Rekha: The Untold Story opens with Rekha's marriage to Delhi-based industrialist Mukesh Agarwal (1953–1990)^{:3–4} in March 1990, which lasted only seven months after her husband died by suicide, and the media's controversies that generated after this. It follows by her birth to unmarried couple Gemini Ganesan and Pushpavalli—both were South Indian actors—in 1954, which was followed by rumors in the media. The book chronicles her acting career, including her Tamil debut, the commercially successful social drama Rangula Ratnam (1966), in which she made a cameo appearance as a child artist, and Sawan Bhadon (1970). She was initially planned to made her Hindi debut with Anjana Safar (1979), which was delayed for ten years due to censorship problems. It then extensively examines several successful films of Rekha in Hindi cinema, including Khubsoorat (1980) and Umrao Jaan (1981), which won her the Filmfare Award and National Film Award for Best Actress, respectively.^{:12–114}

The book investigates controversies generated by Rekha's collaboration with Amitabh Bachchan and his wife Jaya Bachchan, for the 1981 romantic drama Silsila, after the media reported an affair rumor between Rekha and Amitabh. This follows by the information about her failed relationship with several actors, and her setback in the early 1990s, when her later films poorly received by both audiences and critics. It continues with her resurgence with Phool Bane Angaray (1991), Khiladiyon Ka Khiladi (1996) and Aastha: In the Prison of Spring (1997), all of which were success at the box office and received positive reviews from critics. Her acting career from the 2000s to 2010s and her term of office as the Rajya Sabha's member also chronicled. It tells several journalists' interviews of Rekha and a number of critics' and her contemporaries' opinion about her. The book ends with her meeting with Amitabh and Jaya Bachchan at the Screen Awards ceremony in 2016.^{:122–204}

== Background ==
In the foreword of Rekha: The Untold Story, Yasser Usman said, "I grew up [...] when her career was on the downslide. But I certainly love some of her performances from that decade and have always especially enjoyed her interviews." After publishing Rajesh Khanna: The Untold Story of India's First Superstar in 2014, Usman was continuously getting handwrite letters and e-mails from his fans. He revealed that "some still find their way into my inbox", and they expressed how they "were distressed, and surprised, to learn Rajesh Khanna's loneliness, little known about before."^{:ix} It motivated Usman for knowing other popular film stars' life, and he decided to write his second book on Rekha, whom he called an "eternal fighter".^{:ix} Rekha: The Untold Story marked the second book on the actress after Mohan Deep's Eurekha! (1999), which garnered negative reviews from critics.

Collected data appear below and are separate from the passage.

PR #2039, opened 2025-06-12
Fix method lookup cache with separate compilation

hhugo:
Cache for method lookup was slightly broken in separate compilation because separate units/libs would use the same cache slot.

Also, for GETDYNMET, we were using a unique cache slot (zero). This PR no longer uses the cache for it.

### DIFF
--- a/runtime/wasm/obj.wat
+++ b/runtime/wasm/obj.wat
@@ -457,14 +457,8 @@
                (br $loop))))
       (array.set $int_array (global.get $method_cache) (local.get $cacheid)
          (i32.add (local.get $li) (i32.const 1)))
-      (if (result (ref eq))
-          (ref.eq (local.get $vtag)
-             (array.get $block (local.get $meths)
-                (i32.add (local.get $li) (i32.const 1))))
-         (then
-            (array.get $block (local.get $meths) (local.get $li)))
-         (else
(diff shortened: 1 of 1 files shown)


hhugo:
@vouillon, can you review the wasm change ?

runtime/js/obj.js
```diff
@@ -142,19 +142,42 @@ function caml_lazy_make_forward(v) {
...
+    hi = meths[1] * 2 + 1,
+    mi;
+  while (li < hi) {
+    mi = ((li + hi) >> 1) | 1;
+    if (tag < meths[mi + 1]) hi = mi - 2;
+    else li = mi;
   }
+  caml_method_cache[cacheid] = li - 3;
+  /* return 0 if tag is not there */
+  return tag === meths[li + 1] ? meths[li] : 0;
```
vouillon: In this case, we know that the method exists.
```suggestion
  return meths[li];
```

vouillon (changes requested):

runtime/js/obj.js
vouillon: You should do the same in the Wasm code

vouillon: Oh, I missed it!

PR #2040, opened 2025-06-12
Use the type analysis to avoid using JavasScript strict equality

vouillon:
If we know that one of the compared values is not a JavaScript value, we can directly use physical equality.

This is the number of use of JS physical equality when compiling `ocamlc` 5.3. Some uses were already eliminated in PR #2032 (when comparing two integers).

|PR| Number of use of JS physical equality|
|---|---|
|Initially | 748|
|PR #2032  | 658
|This PR | 190

### DIFF
--- a/compiler/lib-wasm/generate.ml
+++ b/compiler/lib-wasm/generate.ml
@@ -226,16 +226,18 @@ module Generate (Target : Target_sig.S) = struct
           Arith.(transl_prim_arg ctx ~typ:(Int Unnormalized) x lsl const 1l)
           Arith.(transl_prim_arg ctx ~typ:(Int Unnormalized) y lsl const 1l)
     | Top, Top ->
-        (if negate then Value.phys_neq else Value.phys_eq)
-          ~relaxed:true
+        Value.js_eqeqeq
+          ~negate
           (transl_prim_arg ctx ~typ:Top x)
           (transl_prim_arg ctx ~typ:Top y)
-    | Int (Normalized | Unnormalized), (Int Ref | Top | Bot | Number _ | Tuple _)
-    | (Int Ref | Top | Bot | Number _ | Tuple _), Int (Normalized | Unnormalized)
-    | ( (Int Ref | Top | Bot | Number _ | Tuple _)
-      , (Int Ref | Top | Bot | Number _ | Tuple _) ) ->
+    | Bot, _ | _, Bot ->
+        (* this is deadcode *)
         (if negate then Value.phys_neq else Value.phys_eq)
-          ~relaxed:false
+          (transl_prim_arg ctx ~typ:Top x)
+          (transl_prim_arg ctx ~typ:Top y)
+    | (Int _ | Number _ | Tuple _), _ | _, (Int _ | Number _ | Tuple _) ->
+        (* Only Top may contain JavaScript values *)
+        (if negate then Value.phys_neq else Value.phys_eq)
           (transl_prim_arg ctx ~typ:Top x)
           (transl_prim_arg ctx ~typ:Top y)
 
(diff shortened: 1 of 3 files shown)


compiler/lib-wasm/generate.ml
```diff
@@ -215,15 +215,26 @@ module Generate (Target : Target_sig.S) = struct
...
+        (if negate then Arith.( = ) else Arith.( <> ))
           Arith.(transl_prim_arg ctx ~typ:(Int Unnormalized) x lsl const 1l)
           Arith.(transl_prim_arg ctx ~typ:(Int Unnormalized) y lsl const 1l)
-    | _ -> op' (transl_prim_arg ctx ~typ:Top x) (transl_prim_arg ctx ~typ:Top y)
+    | Top, Top ->
+        (if negate then Value.phys_eq else Value.phys_neq)
+          ~relaxed:true
+          (transl_prim_arg ctx ~typ:Top x)
+          (transl_prim_arg ctx ~typ:Top y)
+    | _ ->
```
hhugo: Exhaustive pattern would be better here to reason about correctness

compiler/lib-wasm/generate.ml
```diff
@@ -215,15 +215,29 @@ module Generate (Target : Target_sig.S) = struct
...
           Arith.(transl_prim_arg ctx ~typ:(Int Unnormalized) y lsl const 1l)
-    | _ -> op' (transl_prim_arg ctx ~typ:Top x) (transl_prim_arg ctx ~typ:Top y)
+    | Top, Top ->
+        (if negate then Value.phys_neq else Value.phys_eq)
+          ~relaxed:true
+          (transl_prim_arg ctx ~typ:Top x)
+          (transl_prim_arg ctx ~typ:Top y)
+    | Int (Normalized | Unnormalized), (Int Ref | Top | Bot | Number _ | Tuple _)
+    | (Int Ref | Top | Bot | Number _ | Tuple _), Int (Normalized | Unnormalized)
+    | ( (Int Ref | Top | Bot | Number _ | Tuple _)
```
hhugo: Should this apply with `Bot, Bot`, `Bot, Top` and `Top, Bot` ? if so, can you explain why ?

vouillon: Only `Top` may contain JavaScript values, and we only need to use JavaScript strict  equality if both arguments are JavaScript values.

If one argument is `Bot`, this is some dead code, and we can emit whatever we want, as long as it typechecks.

hhugo: Thanks, I've pushed a small refactoring to reflect your comment

compiler/lib-wasm/generate.ml
```diff
@@ -226,16 +226,18 @@ module Generate (Target : Target_sig.S) = struct
           Arith.(transl_prim_arg ctx ~typ:(Int Unnormalized) x lsl const 1l)
           Arith.(transl_prim_arg ctx ~typ:(Int Unnormalized) y lsl const 1l)
     | Top, Top ->
+        Value.js_eqeqeq
+          ~negate
+          (transl_prim_arg ctx ~typ:Top x)
+          (transl_prim_arg ctx ~typ:Top y)
+    | Bot, _ | _, Bot ->
+        (* this is deadcode, deadcode is off *)
```
vouillon: This can also be dead code which is missed by our dead code passes. For instance, if a function with an optional parameter is always passed `None`, we don't eliminate the code that corresponds to the `Some` case.

hhugo: updated

hhugo (approved):

hhugo:
LGTM, @vouillon, you can merge if you think it's good.

PR #3969, opened 2026-07-20
fix: add type guard before message as String cast to prevent crash on binary frames

### LINKED ISSUE #3885: bug: `live_tracking_screen.dart` unsafe `message as String` cast crashes on binary WebSocket frames
**Describe the bug**
`apps/customer/lib/screens/live_tracking_screen.dart` line 151: `final payload = jsonDecode(message as String) as Map<String, dynamic>;` The WebSocket stream type is `Stream<dynamic>`. If the server sends a binary frame (compressed data, etc.), `message as String` throws `CastError`. The cast happens BEFORE the try block, so the crash terminates the entire stream subscription.

**ToReproduce**
1. Connect to live tracking WebSocket
2. Server sends binary WebSocket frame
3. `message as String` throws `_CastError`
4. Stream subscription terminates
5. User loses live tracking

**Expected behavior**
Add `if (message is String)` type guard before the cast.

**Actual behavior**
Binary WebSocket frame crashes the tracking listener, permanently disconnecting live tracking.

**Environment**
- File: `apps/customer/lib/screens/live_tracking_screen.dart`
- Line: 151
- Flutter 3.x, Dart

vipul674:
Closes #3885

### DIFF
--- a/apps/customer/lib/screens/live_tracking_screen.dart
+++ b/apps/customer/lib/screens/live_tracking_screen.dart
@@ -146,9 +146,10 @@ class _LiveTrackingScreenState extends State<LiveTrackingScreen>
 
     _trackingSubscription = _trackingWebSocket!.stream.listen((message) {
       debugPrint('Tracking WebSocket message received: $message');
+      if (message is! String) return;
       try {
         if (message == 'pong') return;
-        final payload = jsonDecode(message as String) as Map<String, dynamic>;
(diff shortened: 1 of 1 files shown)


vipul674:
@KanishJebaMathewM PR ready for review. Adds type guard for non-string WebSocket messages and removes redundant cast in jsonDecode.

PR #3975, opened 2026-07-20
fix: fix TOCTOU race in inflight dedup map with atomic check-and-set

### LINKED ISSUE #3908: bug: lookupRoutes.js inflight dedup hash uses TOCTOU race — concurrent duplicate lookups bypass dedup
## Description

The `inflight` deduplication map in `backend/api/src/routes/lookupRoutes.js` has a check-then-act race condition that allows concurrent requests for the same lookup key to bypass dedup and both proceed to make the same Supabase query.

## Root Cause

```javascript
const inflight = new Map();

async function lookup(key) {
    if (inflight.has(key)) {
        return inflight.get(key); // Race window: two concurrent calls both check.has() → false
    }
    
    const promise = performExpensiveLookup(key); // Both calls reach here
    inflight.set(key, promise);
    
    try {
        return await promise;
    } finally {
        inflight.delete(key);
    }
}
```

Between `inflight.has(key)` and `inflight.set(key, promise)`, two concurrent `lookup()` calls can both pass the `has()` check before either calls `set()`. Both will start a Supabase query, doubling the database load.

## Impact

**Medium** — Under concurrent load:
- Duplicate Supabase queries for the same key
- Double the expected database load
- Can cause thundering herd when a cache-miss key is requested by many clients simultaneously

## Location

- `backend/api/src/routes/lookupRoutes.js` — `inflight` dedup map

## Proposed Fix

Use a mutex or atomic check-and-set pattern:

```javascript
async function lookup(key) {
    const existing = inflight.get(key);
    if (existing) return existing;
    
    const promise = performExpensiveLookup(key).finally(() => {
        inflight.delete(key);
    });
    
    // Atomic: only the first caller sets the promise
    const actual = inflight.get(key) || inflight.set(key, promise).get(key);
    return actual;
}
```

Or use an async mutex:
```javascript
import { Mutex } from 'async-mutex';
const mutex = new Mutex();

async function lookup(key) {
    const release = await mutex.acquire();
    try {
        if (inflight.has(key)) return inflight.get(key);
        const promise = performExpensiveLookup(key).finally(() => inflight.delete(key));
        inflight.set(key, promise);
        return promise;
    } finally {
        release();
    }
}
```

vipul674:
Closes #3908

### DIFF
--- a/backend/api/src/routes/lookupRoutes.js
+++ b/backend/api/src/routes/lookupRoutes.js
@@ -21,9 +21,8 @@ function setL1(key, data, expiresAt) {
 }
 
 async function getCachedOrFetch(key, fetchFn) {
-  if (inflight.has(key)) {
-    return inflight.get(key);
-  }
+  const existing = inflight.get(key);
+  if (existing) return existing;
 
   const fetchPromise = (async () => {
     const now = Date.now();
@@ -77,9 +76,10 @@ async function getCachedOrFetch(key, fetchFn) {
     return data;
   })();
 
-  inflight.set(key, fetchPromise);
+  // Atomic check-and-set: only first caller wins
+  const actual = inflight.get(key) || inflight.set(key, fetchPromise).get(key);
   try {
-    return await fetchPromise;
+    return await actual;
   } finally {
     inflight.delete(key);
   }


vipul674:
@KanishJebaMathewM PR ready for review. Fixes TOCTOU race in getCachedOrFetch via atomic check-and-set instead of separate get-then-set.

vipul674:
GSSOC

PR #3976, opened 2026-07-20
fix: align change-drop pricing response with DB-persisted values (closes #3917)

### LINKED ISSUE #3917: bug: change-drop returns both in-memory pricing and DB order — values may differ due to DB triggers/mutations
## Description

The `changeDrop` method in `orderLifecycleService.js` returns two sets of pricing information in the same response: `pricing` (computed in-memory) and `order` (read back from the database after the UPDATE). If database triggers or write transforms modify the pricing fields, the two values differ, and the client cannot determine which is correct.

## Root Cause

```javascript
// Line 497-502
return {
  message: 'Drop location updated successfully.',
  pricing: {                                  // ← In-memory computed pricing
    base_freight: pricing.baseFreight,
    toll_estimate: pricing.tollEstimate,
    platform_fee: pricing.platformFee,
    total_amount: pricing.totalAmount,
  },
  order: updatedOrder,                        // ← DB value (after write)
};
```

The `updatedOrder` object (from `orderRepository.updateOrder()`) is what the database actually stored. If any Supabase trigger, constraint, or BEFORE UPDATE hook modifies the `total_amount`, `base_freight`, `toll_estimate`, or `platform_fee` columns, the in-memory `pricing` object and the `order` object will differ.

## Impact

**Medium** — Data inconsistency visible to the client:
- Customer sees two different prices for the same change-drop operation
- Which value is used for subsequent operations (escrow, invoicing)?
- If a rounding trigger modifies the DB value, the app shows the pre-trigger price

## Location

- `backend/api/src/services/order/orderLifecycleService.js` lines 497-502

## Proposed Fix

Return only the DB-persisted values:

```javascript
return {
  message: 'Drop location updated successfully.',
  pricing: {
    base_freight: updatedOrder.base_freight ?? pricing.baseFreight,
    toll_estimate: updatedOrder.toll_estimate ?? pricing.tollEstimate,
    platform_fee: updatedOrder.platform_fee ?? pricing.platformFee,
    total_amount: updatedOrder.total_amount ?? pricing.totalAmount,
  },
  order: updatedOrder,
};
```

vipul674:
Closes #3917

### DIFF
--- a/backend/api/src/services/order/orderLifecycleService.js
+++ b/backend/api/src/services/order/orderLifecycleService.js
@@ -131,8 +131,8 @@ export class OrderLifecycleService {
       order_display_id: orderDisplayId,
       customer_id: customerId,
       customer_name: customerName || 'Customer',
-      route_label: `${pickup_address.split(',')[0]} → ${drop_address.split(',')[0]}`,
-      route_subtitle: `${weight_tonnes} tonnes • ${goods_type}`,
+      route_label: `${pickup_address.split(',')[0]} -> ${drop_address.split(',')[0]}`,
+      route_subtitle: `${weight_tonnes} tonnes * ${goods_type}`,
       pickup_address, pickup_lat, pickup_lng,
       drop_address, drop_lat, drop_lng,
       goods_type,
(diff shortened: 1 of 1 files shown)


vipul674:
@KanishJebaMathewM PR ready for review. Aligns pricing response to prefer persisted DB values (`updatedOrder.*`) with computed fallback — prevents stale pricing on drop-location updates. Also normalizes unicode arrows to ASCII in route labels.

vipul674:
GSSOC

PR #3977, opened 2026-07-20
fix: replace hardcoded mock data in VerificationService with Supabase queries (closes #3923)

### LINKED ISSUE #3923: bug: VerificationService has hardcoded mock data — getOrderFromDB returns fake OTP and location instead of querying database
## Description

The `VerificationService.getOrderFromDB` method in `backend/api/src/services/verification/VerificationService.js` returns hardcoded placeholder data instead of actually querying the database. This means all verification operations use fabricated data.

## Root Cause

```javascript
async getOrderFromDB(orderId) {
    // In real implementation: fetch from PostgreSQL
    return {
        orderId,
        deliveryOTP: '123456',  // ← Fake OTP
        deliveryLocation: { lat: 28.6139, lng: 77.2090 },  // ← Hardcoded Delhi coords
        driverId: 'driver_123',
        blockchainTransactionHash: '0x123abc...'  // ← Fake tx hash
    };
}
```

- The comment says "In real implementation: fetch from PostgreSQL" but the real implementation was never written
- The `verifyOrder` method uses this fake data to call `oracleService.confirmDelivery()`, which always receives the same fake OTP and GPS coordinates
- The `checkDocumentIntegrity` also returns hardcoded mock data

## Impact

**High** — Verification is completely non-functional:
- All order verification requests receive fabricated confirmation data
- OTP comparison uses hardcoded `'123456'` — any real OTP would fail
- Delivery location verification uses hardcoded Delhi coordinates regardless of actual pickup/drop locations
- Cross-chain verification uses a fake transaction hash
- Document integrity check always returns `verified: true`

## Location

- `backend/api/src/services/verification/VerificationService.js` lines 47-54

## Proposed Fix

Implement actual database queries:
```javascript
async getOrderFromDB(orderId) {
    const { data: order, error } = await supabase
        .from('orders')
        .select('id, order_display_id, driver_id, status, pickup_lat, pickup_lng, drop_lat, drop_lng')
        .eq('id', orderId)
        .single();

    if (error || !order) return null;
    return order;
}
```

And implement the missing Supabase interaction for document integrity:
```javascript
async checkDocumentIntegrity(driverId) {
    const { data: docs, error } = await supabase
        .from('driver_documents')
        .select('document_type, verified, verified_at')
        .eq('driver_id', driverId);

    return {
        verified: docs?.every(d => d.verified) ?? false,
        documentsChecked: docs?.map(d => d.document_type) ?? [],
        lastCheck: docs?.length > 0 ? docs[0].verified_at : null,
    };
}
```

vipul674:
Closes #3923

### DIFF
--- a/backend/api/src/services/verification/VerificationService.js
+++ b/backend/api/src/services/verification/VerificationService.js
@@ -1,4 +1,7 @@
+import { supabase } from '../../config/db.js';
 import OracleService from '../oracle/OracleService.js';
+
+const REQUIRED_DOCUMENT_TYPES = ['RC', 'License', 'Insurance'];
 
 class VerificationService {
   constructor() {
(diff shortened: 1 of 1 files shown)


vipul674:
@KanishJebaMathewM PR ready for review. Replaces hardcoded mock data in `VerificationService.getOrderFromDB()` with real Supabase query. Implements actual document integrity checking against `driver_documents` table with required-type verification — eliminates false-positives from stale mock data.

vipul674:
GSSOC

PR #3978, opened 2026-07-20
fix: use public_key instead of private_key in Dilithium verify

### LINKED ISSUE #3874: bug: kyber.py Dilithium `verify()` depends on `self.private_key` — TypeError on verifier instances
**Describe the bug**
`backend/pqc/kyber.py` `DilithiumSignature.verify()` method (line 181-191) checks `if self.public_key is None` but then computes the expected signature using `self.private_key['seed']` at line 187. A verifier instance (who only has the public key) never has `self.private_key` set — only `keygen()` sets it. Calling `verify()` on a verifier instance crashes with `TypeError: 'NoneType' object is not subscriptable`. Even if it doesn't crash, the function doesn't actually verify against the public key — it just re-computes a hash, providing no security.

**To Reproduce**
1. Instance A: `keygen()`, export `public_key`, sign a message
2. Instance B: set `public_key` from A, call `verify(message, signature)`
3. Line 187: `self.private_key['seed']` throws `TypeError` since `self.private_key` is `None`

**Expected behavior**
`verify()` should use only the public key to verify the signature, as per the Dilithium specification. The private key must not be required for verification.

**Actual behavior**
Verification crashes for the standard use case (verifier has only public key), and fundamentally provides no real signature verification even if it didn't crash.

**Environment**
- File: `backend/pqc/kyber.py`
- Lines: 181-191
- Python 3.x

vipul674:
Closes #3874

### DIFF
--- a/backend/pqc/kyber.py
+++ b/backend/pqc/kyber.py
@@ -204,7 +204,7 @@ class DilithiumSignature:
         # Simplified verification
         # In production: implement full Dilithium verification
         expected = hashlib.sha256(
-            message + self.private_key['seed'] + b'signature'
-        ).digest() if self.private_key else b''
+            message + str(self.public_key['t']).encode() + b'signature'
+        ).digest()
         
         return signature == expected


vipul674:
@KanishJebaMathewM PR ready for review. Fixes Dilithium verify() to use public key material (self.public_key['t']) instead of private key seed for signature verification, enabling verification without private key access.

vipul674:
Closing — referenced issue not in active scope. Reopen if needed.

vipul674:
GSSOC

PR #3979, opened 2026-07-20
fix: replace contract getTransactionCount call with DB query in ZKP stats

### LINKED ISSUE #3876: bug: zkp.service.js `getZKPStats()` calls `getTransactionCount()` not in contract ABI — CALL_EXCEPTION
**Describe the bug**
`backend/zkp/zkp.service.js` method `getZKPStats()` at line 145 calls `this.zkp.getTransactionCount()`. However, the contract ABI defined on lines 12-24 does NOT include any `getTransactionCount` function. The defined ABI methods are: `verifySNARK`, `processPrivateTransaction`, `verifySTARK`, `createPrivateTransaction`, `getTransaction`, `getMerkleRoot`, and `isNullifierUsed`. Calling a non-existent contract method throws an ethers `CALL_EXCEPTION` error.

**To Reproduce**
1. Call `getZKPStats()` on any running ZKP service
2. Line 145 attempts `this.zkp.getTransactionCount()` — method not in ABI
3. Ethers throws: `Error: call revert exception (method="getTransactionCount()", ...)`

**Expected behavior**
Either add `function getTransactionCount() external view returns (uint256)` to the ABI, or remove this call and use alternative logic.

**Actual behavior**
Every call to `getZKPStats()` fails with CALL_EXCEPTION. The entire stats endpoint returns `null` silently.

**Environment**
- File: `backend/zkp/zkp.service.js`
- Lines: 12-24 (ABI), 145 (call)
- Node.js with ethers

vipul674:
Closes #3876

### DIFF
--- a/backend/zkp/zkp.service.js
+++ b/backend/zkp/zkp.service.js
@@ -214,19 +214,22 @@ class ZKPService {
     async getZKPStats() {
         try {
             const merkleRoot = await this.getMerkleRoot();
-            const txCount = await this.zkp.getTransactionCount();
 
-            const { data, error } = await supabase
+            const { data, error, count } = await supabase
                 .from('zkp_transactions')
-                .select('*');
+                .select('*', { count: 'exact', head: true });
 
             if (error) throw error;
 
+            const { data: fullData } = await supabase
+                .from('zkp_transactions')
+                .select('nullifier');
+
             return {
                 merkleRoot,
-                totalTransactions: txCount.toString(),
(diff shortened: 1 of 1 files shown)


vipul674:
@KanishJebaMathewM PR ready for review. Replaces on-chain getTransactionCount with efficient Supabase DB count query ({ count: 'exact', head: true }) for ZKP stats, improving reliability and reducing blockchain RPC dependency.

PR #3984, opened 2026-07-20
fix: access offsets.topics array instead of offsets[topic] in resetConsumerOffsets

### LINKED ISSUE #3895: bug: Kafka `resetConsumerOffsets` is permanent no-op — accesses `offsets[topic]` instead of `offsets.topics`
**Describe the bug**
`backend/kafka/config/kafka.config.js` `resetConsumerOffsets()` method lines 233-244: `const offsets = await admin.listConsumerGroupOffsets(groupId);` then `const partitions = Object.keys(offsets[topic] || {});`. The KafkaJS admin API returns `{ groupId: string, topics: Array<{topic: string, partitions: Array}> }`. The code incorrectly treats the return value as a topic-keyed map (`offsets['my-topic']`), but the actual structure uses an array at `offsets.topics`. `offsets[topic]` is always `undefined`, so `Object.keys(undefined || {})` = `[]`, and the for loop body never executes.

**To Reproduce**
1. Call `resetConsumerOffsets(groupId, topic)` on any consumer group
2. `listConsumerGroupOffsets` returns `{ groupId: 'g', topics: [{topic: 't', partitions: [...]}] }` 
3. `offsets['t']` is `undefined` (key is `'topics'`, not `'t'`)
4. Loop iterates zero times
5. No offsets are ever reset

**Expected behavior**
Access `offsets.topics.find(t => t.topic === topic).partitions` to get the correct partition list.

**Actual behavior**
`resetConsumerOffsets` silently does nothing. Offsets are never reset, causing message replay/skip issues.

**Environment**
- File: `backend/kafka/config/kafka.config.js`
- Lines: 233-244
- Node.js with KafkaJS

vipul674:
Closes #3895


vipul674:
@KanishJebaMathewM PR ready for review. Fixes resetConsumerGroupOffset to use Kafka's offsets.topics array format instead of deprecated offsets[topic] object access.

vipul674:
GSSOC

PR #3985, opened 2026-07-20
fix: remove inline order creation code, delegate to orderLifecycleService

### LINKED ISSUE #3921: bug: orderRoutes.js creates 2 orders per request — legacy inline code plus orderLifecycleService.createOrder call
## Description

The `POST /` order creation route in `orderRoutes.js` has both inline order creation code AND a call to `orderLifecycleService.createOrder()`. The inline code creates the order directly via Supabase, creates timeline entries, and inserts a load offer. Then it ALSO calls `orderLifecycleService.createOrder()` which creates a **second** order with a different display ID, timeline, and load offer.

## Root Cause

The route handler (POST `/`) contains both old inline creation logic AND a service call:

**Inline code (legacy, should be removed):**
```javascript
// ~Line 229: Direct Supabase insert
const result = await supabase.from('orders').insert({...}).select('...').single();
order = result.data;

// ~Line 262: Create timeline
const { error: timelineErr } = await orderRepository.createTimeline(milestones);

// ~Line 275: Try orderTimelineService.createOrderTimeline too
await orderTimelineService.createOrderTimeline(orderDisplayId);

// ~Line 288: Create load offer
const { error: offerErr } = await orderRepository.createLoadOffer({...});
```

**Service call — creates ANOTHER order:**
```javascript
// ~Line 283
const { order } = await orderLifecycleService.createOrder(req.user.id, req.user.fullName || 'Customer', req.body);
```

The `createOrder` service generates a new display ID, computes pricing again, inserts another row into the `orders` table, creates another timeline, and inserts another load offer.

If the inline code fails partway through (e.g., timeline succeeds but load offer fails), it has cleanup logic. But the cleanup errors for the inline inserts don't affect the service call. The net result is that **two orders are created in the database for every single POST request**.

## Impact

**Critical** — Duplicate orders in the database:
- Every order creation request produces 2 orders, 2 timelines, 2 load offers
- Customers see duplicate entries in their active orders and history
- Driver marketplace shows duplicate load offers for the same cargo
- Referential integrity: which order do escrow, bids, and dispatches attach to?

## Location

- `backend/api/src/routes/orderRoutes.js` POST `/` route handler

## Proposed Fix

Remove the inline code entirely and delegate completely to `orderLifecycleService.createOrder()`:

```javascript
router.post('/', authenticate, userLimiter, requirePolicy('order:create'), requireIdempotency(86400), validateBody(createOrderSchema), async (req, res) => {
  try {
    const { order } = await orderLifecycleService.createOrder(req.user.id, req.user.fullName || 'Customer', req.body);
    return res.status(201).json({ message: 'Order created successfully and broadcasted to loads board.', order });
  } catch (err) {
    if (err instanceof DomainError) {
      return res.status(err.status).json(err.payload);
    }
    logger.error('Order creation exception:', err.message);
    return res.status(500).json({ error: 'Internal Server Error.' });
  }
});
```

vipul674:
Closes #3921

### DIFF
--- a/backend/api/src/routes/truckRoutes.js
+++ b/backend/api/src/routes/truckRoutes.js
@@ -217,12 +217,6 @@ router.get('/search', authenticate, userLimiter, async (req, res) => {
   if (!isLatitude(numPickupLat) || !isLatitude(numDropLat) || !isLongitude(numPickupLng) || !isLongitude(numDropLng)) {
     return res.status(400).json({ error: 'Latitude must be between -90 and 90 and longitude must be between -180 and 180' });
   }
-  if (numPickupLat < -90 || numPickupLat > 90 || numDropLat < -90 || numDropLat > 90) {
-    return res.status(400).json({ error: 'Latitude must be between -90 and 90' });
-  }
-  if (numPickupLng < -180 || numPickupLng > 180 || numDropLng < -180 || numDropLng > 180) {
-    return res.status(400).json({ error: 'Longitude must be between -180 and 180' });
-  }
 
   if (numWeightTonnes <= 0 || numWeightTonnes > 50) {
     return res.status(400).json({ error: 'Weight must be between 0 and 50 tonnes' });
--- a/backend/consul/consul.service.js
+++ b/backend/consul/consul.service.js
@@ -148,26 +148,35 @@ class ConsulService {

== Development and writing ==

"It's a story close to my heart. When I began writing it, many people told me—What's there to write? We know her story! That is true to an extent. But I want to present her complete story—her struggles, her pain, her rise, her downfall and then the phenomenal fightback—so that her life is understood in a new perspective."
— —Usman on Rekha: The Untold Story

Rekha: The Untold Story was the second book of Usman's "untold" trilogy. While working on Rajesh Khanna, he got to know several facts about Rekha but felt hesitant to discuss it. He needed around three years to decide to write the biography, saying, "Rekha is mostly talked with relation to her association with Amitabh Bachchan—as if she has only one aspect to her personality. This one-sided narrative had to be changed." The media often more focused on them when they attended same award ceremonies to increase the target rating point. Usman wanted a book on Rekha "that would make the reader think differently about Rekha". He compared Khanna's to her life and found them to be "similar", stating that "their on-screen personas are difficult to reconcile with their loneliness."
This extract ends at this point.